オスマン語はこんなことになっているからである。写真のものは手書きで、印刷されたものになるともう少し読みやすい。しかし、難しいことに変わりはない

この言葉で詩をうたうとは、ハジバットは相当に学がある。まず、「Hay Hak!(ハーイ ハック!/おお、神よ!)」と声を上げ、観客に向かってオスマン詩で語りかける。次に、スクリーンの向かって右手にある、カラギョズの家に向かって、「Yâr bana bir eğlence!(ヤール バナ ビル エーレンジェ!/友よ、私に楽しみを!)」と呼びかける。しかし、カラギョズは答えない。


いい気分で眠っていたカラギョズは、ハジバットにたたき起こされるも、「おれは眠い、じゃあな!」とひっこんでしまう。写真はその場面なので、カラギョズは寝間着姿

ハジバットは諦めず何回もしつこく、しかも大声で叫び続ける。あまりのうるささに、怒り狂ったカラギョズが家から飛び出し、ハジバットに体当たりをかまして、ふたりの応酬がスタートする。観客は、この瞬間を「来るぞ来るぞ」と待ち構えていて、カラギョズが、怒りのあまり何だかよく分からないことをわめきながら飛び出してくると、大爆笑となる。

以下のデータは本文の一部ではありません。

PR #556, opened 2018-03-27
Add support for sending Chrome DevTools commands

aboks:
ChromeDriver has two endpoints for calling the DevTools API. This PR adds support for calling these endpoints (sending DevTools commands) using php-webdriver.

PR #828, opened 2020-10-30
PHP 8 Support

driesvints:
Working on providing full PHP 8 support for php-webdriver. We'll need to for Laravel Dusk.

Currently using this PR to run the builds.

### DIFF
--- a/.php_cs.dist
+++ b/.php_cs.dist
@@ -52,7 +52,7 @@ return PhpCsFixer\Config::create()
         'ordered_class_elements' => true,
         'ordered_imports' => true,
         'php_unit_construct' => true,
-        'php_unit_dedicate_assert' => true,
+        'php_unit_dedicate_assert' => false,
         'php_unit_expectation' => ['target' => '5.6'],
         'php_unit_method_casing' => ['case' => 'camel_case'],
         'php_unit_mock' => true,
--- a/.travis.yml
+++ b/.travis.yml
@@ -2,8 +2,6 @@ language: php
 dist: xenial
 
 php:
-  - '5.6'
-  - '7.0'
   - '7.1'
   - '7.2'
   - '7.3'
@@ -21,10 +19,25 @@ services:
 
 matrix:
   include:
+    - name: 'PHP nightly build'
+      php: 'nightly'
+      env: DEPENDENCIES="--ignore-platform-req=php"
+
+    - name: 'PHP 7.0'
+      php: '7.0'
+      env: RUN_PHPUNIT_PATCHES="true"
+
+    - name: 'PHP 5.6'
+      php: '5.6'
+      env: RUN_PHPUNIT_PATCHES="true"
+
     # Build with lowest possible dependencies on lowest possible PHP
     - name: 'Lowest dependencies build'
       php: '5.6'
-      env: DEPENDENCIES="--prefer-lowest"
+      env:
+        - DEPENDENCIES="--prefer-lowest"
+        - RUN_PHPUNIT_PATCHES="true"
+
 
     # Firefox inside Travis environment
     - name: 'Firefox 45 on Travis (OSS protocol); via legacy Selenium server'
@@ -80,6 +93,7 @@ install:
   - travis_retry composer update --no-interaction $DEPENDENCIES
 
 before_script:
+  - if [ "$RUN_PHPUNIT_PATCHES" = "true" ]; then ./scripts/apply-phpunit-patches.sh; fi
   - if [ "$BROWSER_NAME" = "chrome" ]; then
       mkdir chromedriver;
       CHROME_VERSION=$(google-chrome --product-version);
@@ -126,4 +140,4 @@ after_script:
   - if [ -f ./logs/chromedriver.log ]; then cat ./logs/chromedriver.log; fi
 
 after_success:
-  - travis_retry php vendor/bin/php-coveralls -v
+  - if [ "$TRAVIS_PHP_VERSION" != "nightly" ]; then travis_retry php vendor/bin/php-coveralls -v; fi
--- a/composer.json
+++ b/composer.json
@@ -12,7 +12,7 @@
   "homepage": "https://github.com/php-webdriver/php-webdriver",
   "license": "MIT",
   "require": {
-    "php": "^5.6 || ~7.0",
+    "php": "^5.6 || ~7.0 || ^8.0",
     "ext-curl": "*",
     "ext-json": "*",
     "ext-zip": "*",
@@ -25,12 +25,10 @@
   "require-dev": {
     "friendsofphp/php-cs-fixer": "^2.0",
     "ondram/ci-detector": "^2.1 || ^3.5",
-    "php-coveralls/php-coveralls": "^2.0",
-    "php-mock/php-mock-phpunit": "^1.1",
+    "php-coveralls/php-coveralls": "^2.4",
+    "php-mock/php-mock-phpunit": "^1.1 || ^2.0",
     "php-parallel-lint/php-parallel-lint": "^1.2",
-    "phpunit/phpunit": "^5.7",
-    "sebastian/environment": "^1.3.4 || ^2.0 || ^3.0",
-    "sminnee/phpunit-mock-objects": "^3.4",
+    "phpunit/phpunit": "^5.7 || ^7 || ^8 || ^9",
     "squizlabs/php_codesniffer": "^3.5",
     "symfony/var-dumper": "^3.3 || ^4.0 || ^5.0"
   },
--- a/scripts/apply-phpunit-patches.sh
+++ b/scripts/apply-phpunit-patches.sh
@@ -1,0 +1,20 @@
+#!/bin/sh
+
+# All commands below must no fail
+set -e
+
+# Be in the root dir
+cd "$(dirname $0)/../"
+
+find tests/ -type f -print0 | xargs -0 sed -i 's/function setUpBeforeClass(): void/function setUpBeforeClass()/g';
+find tests/ -type f -print0 | xargs -0 sed -i 's/function setUp(): void/function setUp()/g';
+find tests/ -type f -print0 | xargs -0 sed -i 's/function tearDown(): void/function tearDown()/g';
+
+sed -i 's/endTest(\\PHPUnit\\Framework\\Test \$test, float \$time): void/endTest(\\PHPUnit_Framework_Test \$test, \$time)/g' tests/functional/ReportSauceLabsStatusListener.php;
+sed -i 's/: void/ /g' tests/functional/ReportSauceLabsStatusListener.php;
+# Drop the listener from the config file
+sed -i '/<listeners>/,+2d' phpunit.xml.dist;
+sed -i 's/function runBare(): void/function runBare()/g' tests/functional/WebDriverTestCase.php;
+
+# Return back to original dir
+cd - > /dev/null
--- a/tests/functional/WebDriverTestCase.php
+++ b/tests/functional/WebDriverTestCase.php
@@ -29,7 +29,7 @@ class WebDriverTestCase extends TestCase
     /** @var int */
     protected $requestTimeout = 60000;
 
-    protected function setUp()
+    protected function setUp(): void
     {
         $this->desiredCapabilities = new DesiredCapabilities();
 
@@ -78,7 +78,7 @@ class WebDriverTestCase extends TestCase
         }
     }
 
-    protected function tearDown()
+    protected function tearDown(): void
     {
         if ($this->driver instanceof RemoteWebDriver && $this->driver->getCommandExecutor()) {
             try {
@@ -126,7 +126,7 @@ class WebDriverTestCase extends TestCase
      * Rerun failed tests.
      * @TODO Replace with PHPUnit 7.3+ builtin functionality once upgraded to PHP 7.1+
      */
-    public function runBare()
+    public function runBare(): void
     {
         $e = null;
         $numberOfRetires = 3;
@@ -212,5 +212,21 @@ class WebDriverTestCase extends TestCase
                 $this->desiredCapabilities->setCapability('build', $build);
             }
         }
+    }
+
+    /**
+     * Uses assertStringContainsString when it is available or uses assertContains for old phpunit versions
+     * @param string $needle
+     * @param string $haystack
+     * @param string $message
+     */
+    protected function compatAssertStringContainsString($needle, $haystack, $message = '')
+    {
+        if (method_exists($this, 'assertStringContainsString')) {
+            parent::assertStringContainsString($needle, $haystack, $message);
+
+            return;
+        }
+        parent::assertContains($needle, $haystack, $message);
     }
 }
--- a/tests/unit/Interactions/Internal/WebDriverCoordinatesTest.php
+++ b/tests/unit/Interactions/Internal/WebDriverCoordinatesTest.php
@@ -2,6 +2,7 @@
 
 namespace Facebook\WebDriver\Interactions\Internal;
 
+use Facebook\WebDriver\WebDriverPoint;
 use PHPUnit\Framework\TestCase;
 
 class WebDriverCoordinatesTest extends TestCase
@@ -9,27 +10,16 @@ class WebDriverCoordinatesTest extends TestCase
     public function testConstruct()
     {
         $in_view_port = function () {
+            return new WebDriverPoint(0, 0);
         };
         $on_page = function () {
+            return new WebDriverPoint(10, 10);
         };
 
         $webDriverCoordinates = new WebDriverCoordinates(null, $in_view_port, $on_page, 'auxiliary');
 
-        $this->assertAttributeEquals(null, 'onScreen', $webDriverCoordinates);
-        $this->assertAttributeEquals($in_view_port, 'inViewPort', $webDriverCoordinates);
-        $this->assertAttributeEquals($on_page, 'onPage', $webDriverCoordinates);
-        $this->assertAttributeEquals('auxiliary', 'auxiliary', $webDriverCoordinates);
-    }
-
-    public function testGetAuxiliary()
-    {
-        $in_view_port = function () {
-        };
-        $on_page = function () {
-        };
-
-        $webDriverCoordinates = new WebDriverCoordinates(null, $in_view_port, $on_page, 'auxiliary');
-
-        $this->assertEquals('auxiliary', $webDriverCoordinates->getAuxiliary());
+        $this->assertEquals(new WebDriverPoint(0, 0), $webDriverCoordinates->inViewPort());
+        $this->assertEquals(new WebDriverPoint(10, 10), $webDriverCoordinates->onPage());
+        $this->assertSame('auxiliary', $webDriverCoordinates->getAuxiliary());
     }
 }
--- a/.gitattributes
+++ b/.gitattributes
@@ -1,5 +1,6 @@
 * text=auto
 
+/scripts export-ignore
 /tests export-ignore
 /.gitattributes export-ignore
 /.gitignore export-ignore
--- a/.github/workflows/php.yaml
+++ b/.github/workflows/php.yaml
@@ -14,7 +14,7 @@ jobs:
       - uses: actions/checkout@v2
 
       - name: Setup PHP
-        uses: shivammathur/setup-php@v1
+        uses: shivammathur/setup-php@v2
         with:
           php-version: '7.4'
           extensions: mbstring, intl, zip
--- a/.gitignore
+++ b/.gitignore
@@ -2,6 +2,7 @@ composer.phar
 composer.lock
 vendor
 .php_cs.cache
+.phpunit.result.cache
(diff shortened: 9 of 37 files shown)


phpunit.xml.dist
```diff
@@ -18,11 +18,11 @@
         </testsuite>
     </testsuites>
 
-    <filter>
-        <whitelist>
+    <coverage processUncoveredFiles="true">
```
williamdes, line 21: This change is not necessary and is not good because we still support phpunit 5 ;)

driesvints: Yeah, I'm trying to get the PHP 8 build to pass first. I'll revert everything that's unnecessary of course :thu

driesvints:
Currently waiting on https://github.com/sminnee/phpunit-mock-objects/pull/6 to be merged and tagged before continuing here.

phpunit.xml.dist
sminnee: We had this issue on Silverstripe and I addressed this by creating sminnee/phpunit, a replacement that ships 5.7.30 with PHP8 support.

Ditto for sminnee/phpunit-mock-objects

You're welcome to use it if you want.

driesvints: Thanks @sminnee, I'll take a look at everything on Monday 👍

sminnee:
You may wish to run your php 8 build with --ignore-platform-reqs. Without dropping PHP 5.6 and 7.0 support, any upgrading to at least phpunit 7 || 8 || 9, you'll likely run into issues.

If you're looking to patch my phpunit forks, please test the new packages against phpunit/phpunit first, and confirm that the tests pass - this is what I got blocked on trying to upgrade some of the dependencies.

phpunit.xml.dist
driesvints: Reverted this. And implemented sminnee/phpunit, thanks!

driesvints:
@sminnee I've added "sminnee/phpunit" which indeed works thanks.

I'm a bit stuck atm... For some bizar reason when I only run the build for PHP 8 it succeeds (see [this build](https://github.com/php-webdriver/php-webdriver/runs/1342588938) and my second to last commit) but when I re-enable all the other builds it fails and claims it cannot install PHP CS Fixer even though I've added `--ignore-platform-req php` (see [this build](https://travis-ci.com/github/php-webdriver/php-webdriver/jobs/424113941) and my last commit). Apparently for some reason it seems that parallel builds in Travis influence each other somehow? In any case the PHP 8 nightly build should properly install because of the `--ignore-platform-req php` flag.

driesvints:
Also the PHP Code Style Github Action fails atm but I suspect that has nothing to do with the current PR (since it's run on PHP 7.4). I believe when you trigger it on main it'll also fail. Probably something got changed on phpstan's side.

driesvints:
I think I'm a little closer at figuring it out. As you can see below there's two nightly builds, one that fails and one that passes. I'm sure that the one that passes has the `--ignore-platform-req php` and the one that fails doesn't.

There's two questions:

- Why are there two builds?
- How do we get the `--ignore-platform-req php` to apply on the one that fails?

Screenshot 2020-11-02 at 17 37 30

.travis.yml
```diff
@@ -8,6 +8,7 @@ php:
   - '7.2'
   - '7.3'
   - '7.4'
+  - 'nightly'
```
williamdes, line 11: Remove this one and you will not have 2 builds ;)

driesvints: That seem to have done it. Thank you @williamdes! I guess I was confused here because if you leave it in place but disable all the other matrix builds it only runs one. That's pretty confusing...

williamdes: In fact if you add this one here it will run the matrix job for each value
And you added a special block for a job and that made it to be duplicated.
Here is an example of such override https://github.com/phpmyadmin/sql-parser/blob/37c4baeddee8f749b0ce3a26e88988c5d39dfa60/.travis.yml#L42

driesvints:
Okay this one is ready for review now. Please note that I had to disable code coverage for PHP 8 for now because of an issue with PHPUnit and xdebug. See https://travis-ci.com/github/php-webdriver/php-webdriver/builds/197177332

This was fixed in a newer version of PHPUnit later on but I guess `sminnee/phpunit` doesn't has that one yet (cc @sminnee). I'm however a bit too tired to figure out that specific one and don't believe it should be a blocker for this PR.

In general I want to suggest for this project to drop support for older PHP versions so you can remove the PHPUnit dependency overrides. As most of these PHP versions are EoL I don't think it makes sense in maintaining them anymore. However, I understand that this is a personal choice of the maintainer of course.

Anyway, would appreciate a review, merge and tag so we can finally patch Laravel Dusk. Let me know if anything else needs to be done. Thanks all! 🙂

.travis.yml
```diff
@@ -117,7 +122,8 @@ script:
   - if [ "$BROWSER_NAME" = "firefox" ]; then EXCLUDE_GROUP+="exclude-firefox,"; fi
   - if [ "$BROWSER_NAME" = "chrome" ]; then EXCLUDE_GROUP+="exclude-chrome,"; fi
   - if [ -n "$EXCLUDE_GROUP" ]; then EXTRA_PARAMS+=" --exclude-group $EXCLUDE_GROUP"; fi
-  - ./vendor/bin/phpunit --coverage-clover ./logs/coverage-clover.xml $EXTRA_PARAMS
+  - if [ "$TRAVIS_PHP_VERSION" == "nightly" ]; then ./vendor/bin/phpunit $EXTRA_PARAMS; fi
+  - if [ "$TRAVIS_PHP_VERSION" != "nightly" ]; then ./vendor/bin/phpunit --coverage-clover ./logs/coverage-clover.xml $EXTRA_PARAMS; fi
```
williamdes, line 126: is this temporary ?

composer.json
```diff
@@ -26,10 +26,10 @@
     "friendsofphp/php-cs-fixer": "^2.0",
     "ondram/ci-detector": "^2.1 || ^3.5",
     "php-coveralls/php-coveralls": "^2.0",
-    "php-mock/php-mock-phpunit": "^1.1",
+    "php-mock/php-mock-phpunit": "^1.1 || ^2.0",
     "php-parallel-lint/php-parallel-lint": "^1.2",
-    "phpunit/phpunit": "^5.7",
-    "sebastian/environment": "^1.3.4 || ^2.0 || ^3.0",
+    "sminnee/phpunit": "^5.7",
```
williamdes, line 31: we should stick to `phpunit/phpunit` and add new supported versions if possible.

.travis.yml
williamdes: --no-coverage could be enough to work

composer.json
driesvints: That's not possible because `sminnee/phpunit-mock-objects` is blocking that atm. See https://github.com/sminnee/phpunit-mock-objects/pull/6 and his reply (and his other replies on this PR).

driesvints:
For some bizar reason the PHP 5.6 til 7.2 builds are now failing after my last commit... https://github.com/php-webdriver/php-webdriver/pull/828/checks?check_run_id=1343276205

composer.json
williamdes: Okay, I can finish your work then ;)
Please give me access to your repository

driesvints: Not sure which one you meant so I gave you access to this one and the phpunit-mock-objects fork :)

.travis.yml
driesvints: This worked 👍

.travis.yml
driesvints: Right. But I think the current state of the PR is good enough?

composer.json
williamdes: Thank you, perfect :rocket: 
This was what I expected :)

williamdes:
Part of the build passes, I will copy my hack friends into the CI to make tests pass on modern versions of phpunit ;)
Source: https://salsa.debian.org/phpmyadmin-team/phpmyadmin/-/blob/debian/4%254.9.7+dfsg1-1_bpo10+1/debian/tests/phpunit#L17

.php_cs.dist
```diff
@@ -52,7 +52,7 @@ return PhpCsFixer\Config::create()
         'ordered_class_elements' => true,
         'ordered_imports' => true,
         'php_unit_construct' => true,
-        'php_unit_dedicate_assert' => true,
+        'php_unit_dedicate_assert' => false,
```
williamdes, line 55: Because assertInternalType is deprecated

williamdes:
Hi @OndraM !
This PR started with a PHP 8 support and I finished it with a phpunit 5.7->9 support.
Because only the CI runs phpunit tests on PHP 5 I did set a script block to reverse some method signatures like I do on Debian (https://github.com/php-webdriver/php-webdriver/pull/828#issuecomment-720622743).

I upgraded things and did fix everything that was red.
Some fixes/hacks are needed and can not be removed. But we can merge this and remove those things when we drop php 5 support.

driesvints:
@williamdes fantastic work 🙌

.php_cs.dist
GrahamCampbell: Just delete this line.

GrahamCampbell (changes requested):

williamdes:
Hi @GrahamCampbell 
> Just delete this line.

I can not do that because phpcs will report me to use some phpunit asserts that are not right.
See: 26c6de1cdb8575ac4d06f8c38530bb11c97d644e
Deprecated: https://github.com/sebastianbergmann/phpunit/issues/3369

mauriciofauth (approved):

tests/unit/Interactions/Internal/WebDriverCoordinatesTest.php
```diff
@@ -15,10 +16,19 @@ public function testConstruct()
 
         $webDriverCoordinates = new WebDriverCoordinates(null, $in_view_port, $on_page, 'auxiliary');
```
OndraM, line 17: This test does seem to focus on internal implementation... I know its unrelated to PHP 8, but instead of using reflectioins, we can rather replace it with something more useful, so I suggest replacing  whole method it with following:

```php
public function testConstruct()
    {
        $in_view_port = function () {
            return new WebDriverPoint(0, 0);
        };
        $on_page = function () {
            return new WebDriverPoint(10, 10);
        };

        $webDriverCoordinates = new WebDriverCoordinates(null, $in_view_port, $on_page, 'auxiliary');

        $this->assertEquals(new WebDriverPoint(0, 0), $webDriverCoordinates->inViewPort());
        $this->assertEquals(new WebDriverPoint(10, 10), $webDriverCoordinates->onPage());
        $this->assertSame('auxiliary', $webDriverCoordinates->getAuxiliary());
    }
```

Then we can also drop following "testGetAuxiliary" method.

.travis.yml
```diff
@@ -80,6 +93,15 @@ install:
   - travis_retry composer update --no-interaction $DEPENDENCIES
 
 before_script:
+  - if [ "$RUN_PHPUNIT_PATCHES" = "true" ]; then
```
OndraM, line 96: What about moving this to separate shell script to make the config shorter?

Also we may eg. soon migrate to GH Actions only, so there won't be a need to copy-paste it.

tests/unit/Interactions/Internal/WebDriverCoordinatesTest.php
driesvints: Done 👍

tests/functional/WebDriverTestCase.php
```diff
@@ -213,4 +213,20 @@ protected function setUpSauceLabs()
...
         }
     }
+
+    /**
+     * Uses assertStringContainsString when it is available or uses assertContains for old phpunit versions
+     * @param string $needle
+     * @param string $haystack
+     * @param string $message
+     */
+    protected function compatAssertStringContainsString($needle, $haystack, $message = '')
```
OndraM, line 223: Just in idea, isn't possible to name it simply "assertStringContainsString", and call the parent if it exists, or assertContains if not?

Once we drop old PHPUnit versions, we could then only remove this polyfill.

driesvints: @williamdes can you maybe check in on this one?

.travis.yml
driesvints: @williamdes can you maybe check in on this one?

tests/functional/WebDriverTestCase.php
williamdes: No I can not do that, neither.
Because if I rename to `compatAssertStringContainsString` I will have to be compatible on the PHP signature, that would be one particular phpunit version. And so I would screw all the other ones.
Some not supporting phptype hints, some having some typehints defined, some no typehints defined.
:man_shrugging:

OndraM: Though the signature removal is already being done in via `sed` for similar cases like `setUpBeforeClass` etc., so theoretically it could be possible for `assertStringContainsString` signature as well, no? 

However it was just an idea, if you think its not worth it, we can keep it like this :).

williamdes: Well it is possible but totally overkill, let's keep it as it is ;)
I say it is overkill because we would need to make different seds for different phpunit versions and this is more complicated than just switching `: void` return typehints.
So is this okay for you until we drop some phpunit versions ?

.travis.yml
williamdes: Done in 720c2750d4eb3064e6363f3f7a7c16fba75cca59

driesvints: Just a really minor thing but maybe name the directory `bin/` so it's more in line with other composer libraries?

williamdes: I would say no, on [Doctum](https://github.com/code-lts/doctum/tree/main/bin) and some other libs at [phpMyAdmin](https://github.com/phpmyadmin/sql-parser/tree/master/bin) scripts found in bin are for users of the lib :)

driesvints: Gotcha 👍

OndraM:
LGTM, thanks everyone!

The final question is how to rebase & fixup those 25 commits to keep the changes contained. Any preferences @driesvints  @williamdes?
I suggest keeping just two commits, one which adds Travis builds, second one with all the changes from @williamdes :).

driesvints:
@OndraM all good to me. I'll leave it up to @williamdes to decide on that since he did the bulk of the work here 👍

williamdes:
> @OndraM all good to me. I'll leave it up to @williamdes to decide on that since he did the bulk of the work here

Done, I did a reset soft and created 2 commits from the changes.
And added `Dries Vints <dries@vints.io>` as a co author on 06ff635be7be7fc3ca20f8f4bf2406e7324236a3

driesvints:
@williamdes can you try to retrigger the static analysis github action? It might just be a hiccup.

williamdes:
Hi @ondrejmirtes
This phpstan error seems to be recent, is it an internal bug ?
https://github.com/php-webdriver/php-webdriver/runs/1406254306?check_suite_focus=true#step:6:28

ondrejmirtes:
@williamdes https://github.com/phpstan/phpstan/issues/3956

OndraM:
So maybe we can temporarily add constrain to composer.json to avoid latest PHPStan version(s)?

ondrejmirtes:
It'd be easier to:

1) Avoid using non-UTF-8 PHP code in your project. It's 2020 :)
2) The root issue is reported here (https://github.com/clue/reactphp-ndjson/issues/21). I don't know what to do about it right now. I don't know anything about the encoding of the analysed codebse so I don't know what to convert it from to UTF-8.

OndraM:
@ondrejmirtes AFAIK this whole codebase is UTF-8. Is there a way how to find out which file causes the trouble?

I also tried this and find no non-UTF-8 files... https://gist.github.com/rmetzler/2947828

williamdes:
I tried on my local workstation:
```
composer analyse
# fails
vendor/bin/phpstan.phar analyze ./lib ./tests --level 2 -c phpstan.neon --ansi
# fails
vendor/bin/phpstan.phar analyze ./lib ./tests --level 2 -c phpstan.neon --ansi
# fails
vendor/bin/phpstan.phar analyze ./lib ./tests --level 2 -c phpstan.neon --ansi --debug -vvv
# SUCCESS
vendor/bin/phpstan.phar analyze ./lib ./tests --level 2 -c phpstan.neon --ansi
# SUCCESS, WTF
rm -rf /tmp/phpstan
vendor/bin/phpstan.phar analyze ./lib ./tests --level 2 -c phpstan.neon --ansi
# fails
```

@ondrejmirtes `--debug -vvv` was added in the latest release, and before this release the analysis was successing.
Is it by coincidence this new error ?

ondrejmirtes:
The reason why it fails are these two commits:

* https://github.com/phpstan/phpstan-src/commit/95101a01350698ecaa447fbf791516b8f0a5ccee
* https://github.com/phpstan/phpstan-src/commit/14928bf41fbe80ba68ab484e138138442d1cef4a

So it's not a new bug, it just surfaces an error condition that was failing silently before, possibly causing error reports to be missed.

driesvints:
@OndraM @williamdes is there any way we can work around this for now so we can merge this PR? Afaik this has nothing to do with this PR and it'll probably also fail on the main branch?

OndraM:
From what I found, the cause is in [WebDriveKeys](https://github.com/php-webdriver/php-webdriver/blob/main/lib/WebDriverKeys.php#L12-L81). However we need to declare WebDriver key codes there... Doing this is nothing invalid from PHP point of view. @ondrejmirtes So this is caused by https://github.com/clue/reactphp-ndjson/issues/21 , which is used by PHPStan, and which causes non-unicode characters to break JSON parsing used internally in PHPStan?

OndraM:
> @OndraM @williamdes is there any way we can work around this for now so we can merge this PR? Afaik this has nothing to do with this PR and it'll probably also fail on the main branch?

Yes, will probably do this. I just wanted to know what is the root cause for this and whether it is related to this PR.

OndraM:
Workaround for the PHPStan issue here: https://github.com/php-webdriver/php-webdriver/pull/830

phpstan.neon
```diff
@@ -7,8 +7,6 @@ parameters:
     ignoreErrors:
         # To be fixed:
         - '#Call to an undefined method Facebook\\WebDriver\\WebDriver::getTouch\(\)#'
-        - '#Call to an undefined method Facebook\\WebDriver\\WebDriverElement::getCoordinates\(\)#'
-        - '#Call to an undefined method Facebook\\WebDriver\\WebDriverElement::equals\(\)#'
```
OndraM, line 11: And now those needs to be put back :upside_down_face: .

williamdes: Thank you !
Happy you did point that out because I was searching why the error was occurring ^^

driesvints:
@ondrejmirtes @OndraM @williamdes thanks all! 🙂

OndraM:
PHP 8 support is now merged to `main` branch. Nice job everyone! 

I will get this released as `1.8.4` quite soon.

viezel:
@ondrejmirtes @OndraM @williamdes awesome work. Looking forward to that `1.9.0` tag! 
PHP8 here we go! 🚀

driesvints:
Hey @OndraM. Is there anything blocking the 1.9.0? We'd really like to patch Dusk soon since it's currently blocking a lot of other projects from shipping PHP 8 support. Let me know if there's anything I can do to help out.

OndraM:
@driesvints Sorry for the delay, I'd like to finish one other PR (#556) to get it merged into the 1.9.0 release. Should be finished once CI builds are done, and the release will be just afterwards :)

driesvints:
@OndraM no sorry needed. Awesome, looking forward to it :)

OndraM:
:loudspeaker: 1.9.0 with PHP 8 support was just released.

driesvints:
@OndraM amazing!

scripts/apply-phpunit-patches.sh
```diff
@@ -0,0 +1,20 @@
...
+find tests/ -type f -print0 | xargs -0 sed -i 's/function tearDown(): void/function tearDown()/g';
+
+sed -i 's/endTest(\\PHPUnit\\Framework\\Test \$test, float \$time): void/endTest(\\PHPUnit_Framework_Test \$test, \$time)/g' tests/functional/ReportSauceLabsStatusListener.php;
+sed -i 's/: void/ /g' tests/functional/ReportSauceLabsStatusListener.php;
+# Drop the listener from the config file
+sed -i '/<listeners>/,+2d' phpunit.xml.dist;
+sed -i 's/function runBare(): void/function runBare()/g' tests/functional/WebDriverTestCase.php;
+
+# Return back to original dir
+cd - > /dev/null
```
driesvints, line 20: @OndraM @williamdes would it be okay with you two if I used this script for https://github.com/algolia/algoliasearch-client-php/pull/644 as well?

williamdes: Yes you can copy it :)

OndraM: 👍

少々分かりづらいが、カラギョズがハジバットに飛びかかった場面

口八丁で生きている
言いまちがいが多く、口下手ですぐに激怒するカラギョズとは違い、ハジバットは口から先に生まれてきたタイプ。カラギョズには理解できないオスマン語で、小難しいことを話しては、イライラしたカラギョズに殴られ、投げ飛ばされる。それでもめげずに、口八丁であやしい商売にカラギョズを引きずりこんだり、逃げ出した花嫁の身代わりをさせたりする。こうして、カラギョズを事件に巻き込むと、基本的にハジバットは一度退場。本編部分は、カラギョズのやりたい放題の独断場になる。しかし、手八丁なところもあり、自身も怪しい商売にからんで、本編に登場することもある。


何とかカラギョズを外へ誘い出そうと、あの手この手を試すハジバット。カラギョズは「やかましいわ!」とキレる寸前

本編が終わると、再びふたりが一緒に登場する。ここでもまた言い争い、殴り合いになる。ハジバットが捨てぜりふを残して退場すると、カラギョズが、聞き苦しい言葉を使ったこと、ハジバットとの争いで観客の皆さまに不愉快な思いをさせたことを謝罪。ここは、律儀でていねいなカラギョズが見られる。最後に大きく頭を下げて、次回の予告。スクリーンの明かりが消え、「カラギョズ」は終了する。

3 「カラギョズ」をいろどる登場人物

個性が際立った、正反対のふたり、カラギョズとハジバット。彼らの、メリハリのきいた存在とやりとりが、「カラギョズ」のおもしろさを支えている。
主役のふたり以外にも、多くの登場人物がいる。彼らは、色々な民族の出身だ。それが庶民が楽しむ劇の登場人物になるとは、オスマン朝の社会が非常に国際的で、多文化・多民族国家だったことがよくわかる。主な登場人物は、以下のとおり。

チェレビ イスタンブールのさる良家の放蕩息子。父の財産で暮らしている。良い服を着、イスタンブールの標準語で話す。詩の朗読が好き。


イスタンブールぼんぼんのチェレビ。人形はウール・ギョクタシュの作。雑誌『ターリヒ』107号50ページ
(©Türkiye Ekonomik Toplumsal Tarih Vakfı/トルコ社会経済歴史基金)

ティルヤーキ 麻薬中毒者。何人かわからない放浪者。

カスタモヌ 大男。名前はヒンメット・アー、または、ヒンメット・ダユ(ヒンメット兄貴)。カスタモヌ(トルコ黒海沿岸の都市)方言で話す。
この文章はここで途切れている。